*** Opening Data supplied ***
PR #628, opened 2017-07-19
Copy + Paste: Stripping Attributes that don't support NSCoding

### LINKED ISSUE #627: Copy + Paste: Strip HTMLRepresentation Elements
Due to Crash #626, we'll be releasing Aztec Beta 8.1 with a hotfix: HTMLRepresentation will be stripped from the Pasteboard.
*** Closing Data supplied ***
*** Opening Data supplied ***
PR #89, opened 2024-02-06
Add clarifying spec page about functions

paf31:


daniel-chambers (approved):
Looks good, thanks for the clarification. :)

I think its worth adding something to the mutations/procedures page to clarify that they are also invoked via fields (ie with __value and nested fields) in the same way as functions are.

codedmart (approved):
*** Closing Data supplied ***
● Exercise prompt
The required output is the stretch of entries above from the line containing "PR #628, opened 2017-07-19" through the line containing "Due to Crash", reproduced exactly.

● Exercise result
PR #628, opened 2017-07-19
Copy + Paste: Stripping Attributes that don't support NSCoding

### LINKED ISSUE #627: Copy + Paste: Strip HTMLRepresentation Elements
Due to Crash #626, we'll be releasing Aztec Beta 8.1 with a hotfix: HTMLRepresentation will be stripped from the Pasteboard.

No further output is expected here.